Bill Cavubati
- Born: July 21, 1970 (age 55) Ba, Fiji
- Height: 1.89 m (6 ft 2+1⁄2 in)
- Weight: 168 kg (370 lb; 26 st 6 lb)

Rugby union career

Provincial / State sides
- Years: Team / Apps / (Points)
- 1993–98: Wellington

Super Rugby
- Years: Team / Apps / (Points)
- 1996–98: Hurricanes / 19

International career
- Years: Team / Apps / (Points)
- 1995–2005: Fiji / 38 / (0)

= Bill Cavubati =

Bill Cavubati (born 21 July 1970) is a former professional rugby union player. He played for Fiji and his position of choice was tighthead prop.
Cavubati's claim to fame is that he is the heaviest player ever to receive the honour of an international cap, weighing in at 167 kg when he appeared for Fiji against New Zealand in 2005.

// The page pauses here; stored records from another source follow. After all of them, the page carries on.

PR #320, opened 2022-02-05
OcAppleKernelLib: Kext block strategy for prelinked

PMheart:


Library/OcAppleKernelLib/KextPatcher.c
```diff
@@ -364,6 +364,103 @@ PatcherApplyGenericPatch (
...
+        KextIdentifier = XmlNodeContent (KextPlistValue);
+        if (PlistNodeCast (KextPlistValue, PLIST_NODE_TYPE_STRING) == NULL || KextIdentifier == NULL) {
+          return EFI_NOT_FOUND;
+        }
+        if (AsciiStrCmp (KextIdentifier, Identifier) == 0) {
+          DEBUG ((DEBUG_INFO, "OCAK: Erasing %a from prelinked at index %u\n", Identifier, Index));
+          //
+          // Erase kext.
+          //
+          XmlNodeRemove (PrelinkedContext->KextList, KextPlist);
```
mhaeuser, line 454: We have the index in "Index", no? Can we not call XmlNodeRemoveByIndex() directly?

Library/OcAppleKernelLib/KextPatcher.c
```diff
@@ -364,6 +364,103 @@ PatcherApplyGenericPatch (
...
+  //
+  Segment    = NULL;
+  AddressMax = 0;
+  MaxSize    = 0;
+  while ((Segment = MachoGetNextSegment (&PatcherContext->MachContext, Segment)) != NULL) {
+    VirtualAddress = PatcherContext->Is32Bit ? Segment->Segment32.VirtualAddress : Segment->Segment64.VirtualAddress;
+    Size           = PatcherContext->Is32Bit ? Segment->Segment32.Size : Segment->Segment64.Size;
+
+    AddressMax = MAX (VirtualAddress + Size, AddressMax);
+    MaxSize    = AddressMax - PatcherContext->VirtualBase;
```
mhaeuser, line 404: Can be set once outside the loop as it is now.

Library/OcAppleKernelLib/KextPatcher.c
PMheart: Makes sense, fixed.

Library/OcAppleKernelLib/KextPatcher.c
```diff
@@ -364,6 +364,103 @@ PatcherApplyGenericPatch (
...
+    return EFI_UNSUPPORTED;
+  }
+  DEBUG ((
+    DEBUG_INFO,
+    "OCAK: Excluding %a - VirtualBase %Lx, MaxSize %Lx\n",
+    Identifier,
+    PatcherContext->VirtualBase,
+    MaxSize
+    ));
+  ZeroMem (KextData, (UINTN) (AddressMax + MaxSize));
```
mhaeuser, line 422: It holds that
``MaxSize  == AddressMax - PatcherContext->VirtualBase``
So we have
``AddressMax + MaxSize == AddressMax + (AddressMax - PatcherContext->VirtualBase) == 2 * AddressMax - PatcherContext->VirtualBase``
Should this not be just ``MaxSize``?

PMheart: My bad, indeed!

Library/OcAppleKernelLib/KextPatcher.c
```diff
@@ -364,6 +364,102 @@ PatcherApplyGenericPatch (
...
+        if (PlistNodeCast (KextPlistValue, PLIST_NODE_TYPE_STRING) == NULL || KextIdentifier == NULL) {
+          return EFI_NOT_FOUND;
+        }
+        if (AsciiStrCmp (KextIdentifier, Identifier) == 0) {
+          DEBUG ((DEBUG_INFO, "OCAK: Erasing %a from prelinked at index %u\n", Identifier, Index));
+          //
+          // Erase kext.
+          //
+          XmlNodeRemoveByIndex (PrelinkedContext->KextList, Index);
+          return EFI_SUCCESS;
```
vit9696, line 454: In addition to removing the kext from `KextList` you also need to remove it from `Prelinked->PrelinkedKexts`. Otherwise you may happen to run into a situation where `InternalCachedPrelinkedKext` returns a corrupt node from the cache after the deletion.

I guess what you need to do is to add a new function:
```C
EFI_STATUS
InternalDropCachedPrelinkedKext (
  IN OUT PRELINKED_CONTEXT  *Prelinked,
  IN     CONST CHAR8        *Identifier
  );
```

This function should look up the kext in the cache like `InternalCachedPrelinkedKext` and return `EFI_NOT_FOUND` otherwise, and then do something like:

```C
    Kext = GET_PRELINKED_KEXT_FROM_LINK (Link);
    RemoveEntryList (Link);
    InternalFreePrelinkedKext (Kext);
```

See `PrelinkedContextFree` for more details.

Library/OcAppleKernelLib/PrelinkedInternal.h
```diff
@@ -198,6 +198,15 @@ InternalCachedPrelinkedKext (
   IN     CONST CHAR8        *Identifier
   );
 
+/**
+  Drops cached PRELINKED_KEXT from PRELINKED_CONTEXT.
```
vit9696, line 202: We should honestly update the docs in this file, but perhaps not in this PR.

vit9696:
This code looks good to me. @khronokernel, @dhinakg we need this to be tested today.

PR #323, opened 2022-02-24
Update firmware data

wy414012:


PMheart:
@Andrey1970AppleLife Hi Andrey! Could you please review this? Thanks!

Andrey1970AppleLife:
> @Andrey1970AppleLife Hi Andrey! Could you please review this? Thanks!

I can fix and merge it, but usually I don't update on a firmware from beta macOS.

Andrey1970AppleLife:
Oh, OEMStrings is edited manually, but OEMStrings is necessary to copy entirely. And I doubt that the utility for unpacking was used.
Closed

wy414012:
@Andrey1970AppleLife  Thanks for pointing out the inadequacies, I can use `strings ./*.fd | grep -A 10 "** ROM Version"` to match the printout directly to the yam file, as I found some firmwares have UUIDs and some don't. I don't know if direct output replacement will cause an exception.

PR #327, opened 2022-03-08
OcDebugLibProtocol: Early log preservation support

PMheart:


Library/OcDebugLibProtocol/OcDebugLibProtocol.c
```diff
@@ -81,9 +208,19 @@ DebugPrint (
 
   if (OcLog != NULL) {
     OcLog->AddEntry (OcLog, ErrorLevel, Format, Marker);
-  } else if ((ErrorLevel & GetDebugPrintErrorLevel ()) != 0) {
+  } else {
     UnicodeVSPrintAsciiFormat (Buffer, sizeof (Buffer), Format, Marker);
-    gST->ConOut->OutputString (gST->ConOut, Buffer);
+
```
mikebeaton, line 213: Might as well only do ^^^ if it is used on either branch.

PMheart: `Buffer` is allocated on the stack anyway I think?

mikebeaton: True - so won't unnecessarily fragment memory. Minor point really, then - but still seems worth checking, maybe? (Not quite sure whether compiler can do anything useful with these Pcds, here? But I gather the general idea is stuff won't even be compiled, if it can be detected that Pcd disables it at compile time - as of course you know! As I say, not quite sure if this can apply here or not.)

PMheart: https://github.com/acidanthera/OpenCorePkg/commit/d780844c95f3c412f9c7c2e86c2fd493807a5086

mikebeaton: tyvm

He played for Wellington in New Zealand throughout the 1990s and his huge size made him a cult hero amongst the fans. "Big Bill" continued to play for a local amateur side and even earned several Fijian caps whilst officially an amateur player.

Bill is now a well known night club bouncer in Wellington, New Zealand. He still plays premier rugby for his club Marist Masterton, in the Wairarapa Bush club rugby competition.